И протянул мне, чтобы я ее просмотры:
— Это то, что приходило мне в голову. Мои записи за последние дни пребывания в Клинике.
Я быстро перелистал страницы. В большинстве своем они оставались чистыми, другие же были усеяны фразами, расположенными как попало, без заголовка и знаков препинания. С его разрешения я приведу здесь некоторые строки.
«Двери рая с грохотом захлопнулись за моей спиной я не обернулся
От моих ног тянется тень моих ног по всей моей дороге до самой стены
Я иду по собственной тени под моими сомкнутыми веками словно кровавые корабли на дорогах Анатолии
Помню и красивый дом из песчаника с окнами миража
В ушах моих городской гул сладкий гул Вавилона
Некогда некогда у кромки пустыни в оазисе поглощенных песком народов
Некогда некогда врата неба некогда время нетерпения некогда будущее»
Мы вернулись затем в его гостиничный номер. Оба мы были измучены, но время поджимало, нужно было сделать последнее усилие.
— Мне осталось рассказать совсем немного, — сказал он, желая ободрить меня. — Я перехожу к семидесятым годам.
Во внешнем мире происходили теперь такие события, что их отзвуки стали доходить и до нас. Под отзвуками я имею в виду гул сражений. Разрывы, очереди, сирены «скорой помощи».
Это была еще не война. Только залпы, ее предвещавшие. Вспышки насилия, которые сопровождались все большим грохотом, раздававшимся все ближе и ближе. Во внешнем мире люди, быть может, понимали, что происходит, — мы же имели дело лишь с шумовым оформлением.
Однако этот грохот за сценой лишил нас покоя. Рассказывал ли я вам уже о пациенте, которого прозвали Сиккин? Кажется, нет. Полагаю, из всех моих товарищей по несчастью я упомянул одного лишь Лобо… Сиккин — его полная противоположность. Лобо был самым деликатным и самым безобидным существом в мире, порой у меня создавалось впечатление, будто он сам согласился на заточение, потому что его родные настаивали, а он просто не захотел с ними спорить — считал, что мир создан не для него или он сам не создан для мира, появился на свет слишком рано или слишком поздно, или не там, где следовало, или не так, как надо… короче, он безропотно оставил мир и не требовал от жизни ничего, кроме возможности время от времени посидеть за своим пианино.

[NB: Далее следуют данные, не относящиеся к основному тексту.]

PR #5613, opened 2020-10-08
Update creating-sample-user.md -- token is encoded with base64

avoidik:
Highlight that returned data is base64 encoded, and it should be decoded to get valid bearer token

### DIFF
--- a/docs/user/access-control/creating-sample-user.md
+++ b/docs/user/access-control/creating-sample-user.md
@@ -47,7 +47,7 @@ EOF
 Now we need to find token we can use to log in. Execute following command:
 
 ```bash
-kubectl -n kubernetes-dashboard get secret $(kubectl -n kubernetes-dashboard get sa/admin-user -o jsonpath="{.secrets[0].name}") -o jsonpath="{.data.token}{'\n'}"
+kubectl -n kubernetes-dashboard get secret $(kubectl -n kubernetes-dashboard get sa/admin-user -o jsonpath="{.secrets[0].name}") -o jsonpath="{.data.token}{'\n'}" | base64 --decode
 ```
 
 It should print something like:


docs/user/access-control/creating-sample-user.md
```diff
@@ -47,7 +47,7 @@ EOF
 Now we need to find token we can use to log in. Execute following command:
 
 ```bash
-kubectl -n kubernetes-dashboard get secret $(kubectl -n kubernetes-dashboard get sa/admin-user -o jsonpath="{.secrets[0].name}") -o jsonpath="{.data.token}{'\n'}"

С Сиккином дело обстояло совершенно иначе. Тот, прежде чем приземлиться в нашем заведении, проделал совсем другой, если можно так выразиться, «маршрут» — путь убийства. Однажды, вооружившись в приступе безумия ножом мясника, он помчался по улицам и успел ранить с десяток прохожих, в том числе одну женщину смертельно, пока его наконец не схватили. Адвокат ссылался на невменяемость подследственного, и это мнение возобладало. Он провел несколько месяцев в государственной психиатрической больнице, а затем семье удалось перевести его в образцовую клинику доктора Давваба. Иногда по дрожанию его губ можно было догадаться, что им владеет желание убивать. Но благодаря транквилизаторам — полагаю, он получал удвоенную дозу, — эти желания в нем дремали.

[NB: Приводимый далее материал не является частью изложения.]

PR #5660, opened 2020-10-22
Sync pod status logic with kubectl and simplify API

### LINKED ISSUE #5656: A "Terminating" pod is shown incorrectly in the dashboard as "Waiting: ContainerCreating"
##### Environment

```
Installation method: kubectl apply -f https://raw.githubusercontent.com/kubernetes/dashboard/v2.0.4/aio/deploy/recommended.yaml
Kubernetes version: v1.19.0
Dashboard version: 2.0.4
Operating system: CentOS Linux release 7.8.2003 (Core)
Node.js version ('node --version' output): ??
Go version ('go version' output): ??
```

##### Steps to reproduce
I have a deployment that runs 3 pods.

Starting the pod takes a few seconds.

In my test I used this as the basis: https://github.com/nielsbasjes/yauaa/blob/master/webapp/yauaa-k8s-example.yaml

I see the effect when I simply do a restart of the deployment with
`kubectl -n yauaa rollout restart deployment yauaa`

##### Observed result
Looking at the pod status the same moment via command line and in the UI:
`kubectl -n yauaa get pods -owide`
Note: I sorted the results to match the ordering in the screenshot.

```
NAME                     READY   STATUS        RESTARTS   AGE     IP               NODE         NOMINATED NODE   READINESS GATES
yauaa-565956f64f-6dmd9   0/1     Running       0          7s      172.30.100.170   node11.xxx   <none>           <none>
yauaa-565956f64f-ftdxr   1/1     Running       0          26s     172.30.3.67      node10.xxx   <none>           <none>
yauaa-565956f64f-4x6r7   1/1     Running       0          46s     172.30.228.216   node12.xxx   <none>           <none>
yauaa-58fc466c4-vdpmr    1/1     Running       0          2m21s   172.30.100.171   node11.xxx   <none>           <none>
yauaa-58fc466c4-thqcj    0/1     Terminating   0          2m38s   <none>           node10.xxx   <none>           <none>
```

Kubernetes Dashboard 2.0.4
image

Looking at pod yauaa-58fc466c4-thqcj

The commandline shows it as `Terminating` which is correct.
The dashboard shows it as `Waiting: ContainerCreating` which is incorrect.

##### Expected result
The dashboard shows pod yauaa-58fc466c4-thqcj also as `Terminating`.

##### Comments
No comments.

floreks:
- Moved logic that determines the status of a pod to the backend
- Used current kubectl logic to determine the status of the pod
- Simplified status of the pod to a single string instead of using a more complicated structure and adding an additional layer of logic in the frontend
- Updated frontend logic that determines icon display based on pod status

The logic that figures out the icon to use basically checks if the returned status is a known one and only then the specific icon will be used. For unchecked statuses, it will most often be a question mark icon meaning that we simply do not have a specific icon for it or it is not recognized by us.

I have checked the output with `kubectl` and it was the same at all times.

Other resources might still require additional work as they work on much simpler statuses. The pod itself has a wider range of possible statuses.

Zrzut ekranu z 2020-10-22 14-36-29

Zrzut ekranu z 2020-10-22 14-37-49

Fixes #5656


cameronbraid:
I now get green tick icons for pods that aren't ready :(

floreks:
I don't see how it is possible as logic is simple here:
```ts
[Status.Succeeded, Status.Running, Status.Completed].some(s => resource.status === s)
```

If pod status is different than one of those 3, then it can't be green.

cameronbraid:
Here is what I am seeing

Two tabs open
* left showing pod list with a green light for the zeebe-zeebe-gateway
* right showing new pod's details with ready false conditions

image

cameronbraid:
Here is how it looks in dashboard 2.0.2

image

floreks:
I'd say that right now it is consistent. Status is Running therefore green icon is shown. This should be consistent with what kubectl reports.

cameronbraid:
It may well be consistent but the previous user experience was better since, allowing me to see from the list view that the pod isn't ready

floreks:
Our goal is and always have been to be consistent with kubectl output. Previous logic was invalid and is considered a bug by us. If status in Dashboard will be different than the one reporter by kubectl we will fix it.

cameronbraid:
I understand that and dont disagree that it should be consistent with kubectl, however I also think that dashboard can provide a better experience.

kubectl shows this in the default pod list view
```
NAME                                    READY   STATUS    RESTARTS   AGE
zeebe-zeebe-gateway-5d9868cc6c-pmzjq    0/2     Running   0          11h
```

So it is immediately obvious from that list that 0 of 2 pods are ready.  

So to be consistent, dashboard should also show this 'Ready' information. 

Would you consider adding a Ready column to dashboard ? Or better still incorporate this ready state into the icon like like dashboard 2.0.2 does.  You could also add a mouseover/tooltip for the icon which reads "ready: 0/2"

maciaszczykm:
Add an issue for that because otherwise we will lose track of it.

PR #5665, opened 2020-10-28
drop unnecessary capabilities

Constantin07:
Minor security improvement - drop unnecessary Linux capabilities.
PS: no issues detected in UI or container logs.

### DIFF
--- a/aio/deploy/recommended.yaml
+++ b/aio/deploy/recommended.yaml
@@ -217,6 +217,8 @@ spec:
             readOnlyRootFilesystem: true
             runAsUser: 1001
             runAsGroup: 2001
+            capabilities:
+              drop: [ "MKNOD", "DAC_OVERRIDE", "NET_BIND_SERVICE", "NET_RAW", "SYS_CHROOT" ]
       volumes:
         - name: kubernetes-dashboard-certs
           secret:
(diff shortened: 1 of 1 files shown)


Constantin07:
ready for review

Constantin07:
I signed it

floreks:
I am not sure if this actually improves anything. We are using a scratch image as a base. Can you actually provide any valid use case that in our case could benefit from this change? Is there any vulnerability inside our image that can allow attackers to somehow exploit those capabilities?

Constantin07:
I haven't scanned the image for vulnerabilities and unfortunately haven't seen the scan reports. But it doesn't mean they may not happen in feature. There is no 100% guarantee even for stock scratch image.
The point is that if upstream image or any dependencies develop a flaw trying to exploit these capabilities, it will help to prevent taken advantage of them.
It's just following principle of least privilege. Secondly, it free - doesn't cost a penny. I don't see how this can make it worse.

floreks:
> I don't see how this can make it worse.

I haven't suggested anything like that. I am only trying to find out if this actually improves anything. Adding "extra protection" for something that could never be actually exploited in the first place seems like overkill IMO.

`scratch` image is basically empty. You can't do anything with it. Inside the image, there is only a static dashboard binary. Nothing else. Privileges are also stripped to a non-root user. That's why I am asking if you think that this could improve security in any way.

1. What are the potential issues now?
1. How the current configuration could be exploited?
1. What types of attacks/exploits can we avoid by dropping those capabilities that are possible now?

maciaszczykm:
Closing as there was no answer.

Я заговорил о нем потому, что именно в это время в его поведении появились тревожные признаки. Не буйство — с этим врачи вполне могли бы справиться, — а нечто вроде безмолвного ликования. Каждый раз, когда до нас доносились звуки стрельбы, на физиономии Сиккина появлялось радостное выражение, словно он получил весточку от сообщника с воли. Или словно внешний мир, долгое время обходившийся с ним несправедливо, признал наконец его заслуги. Он был высокого роста, с жесткими рыжими волосами, массивной шеей и выдающимся вперед подбородком. Руки у него также были мощными, и было страшно представить, как они сжимают нож. Не знаю, вызывала ли эта улыбка у остальных такую же тревогу, как у меня, но медицинский персонал, во всяком случае, следил за ним пристально, дожидаясь лишь первых симптомов кризиса, чтобы скрутить его. Однако он держался спокойно. Но продолжал улыбаться.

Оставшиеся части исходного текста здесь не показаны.